Convert image to searchable pdf [closed]

2019-06-25 04:23发布

问题:

Hi I am looking for a open-source java API that can convert tiff image to searchable pdf (OCR). I have research around but found nothing so far.

NOTE I have looked at this post but this API does not convert the image to pdf Java OCR implementation. However, I am still playing with the code a bit.

回答1:

You can convert images to PDF using iText. The hard thing here is doing the OCR, not creating the PDF.
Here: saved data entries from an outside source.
PR #360, opened 2025-05-23
Ensures canonical DER encoding for signmigration tool

italo-sampaio:
- Updates signature generation to enforce canonical DER encoding
- Adds unit tests

### DIFF
--- a/middleware/tests/admin/test_signmigration.py
+++ b/middleware/tests/admin/test_signmigration.py
@@ -358,6 +358,38 @@ class TestSignMigrationKey(TestCase):
         )
         migration_auth_mock.from_jsonfile.assert_not_called()
 
+    def test_canonical_signature_encoding(self, _, migration_auth_mock, isfile_mock):
+        migration_auth = Mock()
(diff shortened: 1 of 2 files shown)


middleware/tests/admin/test_signmigration.py
```diff
@@ -358,6 +358,38 @@ def test_non_existent_output_file(self, info_mock, migration_auth_mock, isfile_m
         )
         migration_auth_mock.from_jsonfile.assert_not_called()
 
+    def test_canonical_signature_encoding(self, _, migration_auth_mock, isfile_mock):
+        migration_auth = Mock()
+        migration_auth_mock.from_jsonfile.return_value = migration_auth
+        migration_auth.add_signature.return_value = None
+        isfile_mock.return_value = True
+
+        # Use a digest that could produce non-canonical signature
```
amendelzon, line 367: This doesn't actually guarantee much. There are canonical signatures produced with these kind of keys. I think the best way is mocking the `sigencode_der_canonize` method just to make sure that is exactly what is called. Can we do that?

I will warn you: any OCR engine that is worth using is going to cost you a significant amount of money. Free and/or open source ones are generally pet projects, proof of concept for some algorithm or another. Not suitable for real world OCR applications. Tesseract is probably the best of the bunch, but even that has accuracies that are far, far worse than commercial engines.

We have a commercial OCR application, and I've been down this path while evaluating engines - I'd suggest that you bite the bullet and reach out to the engine providers and get quotes: Abbyy (best accuracy, most expensive, slower), Expervision (fast, not as accurate, middle of the road price), Nuance (middle of the road speed, accuracy and price). None of these will be written in Java, so you should plan some time to develop JNI code around their APIs.

Good luck - it's a big project!

回答2:

Cuneiform is free and easy to use, it will output in hocr format, which can then be used to generate an invisible text layer on a PDF using hocr2pdf tool, which is part of ExactImage.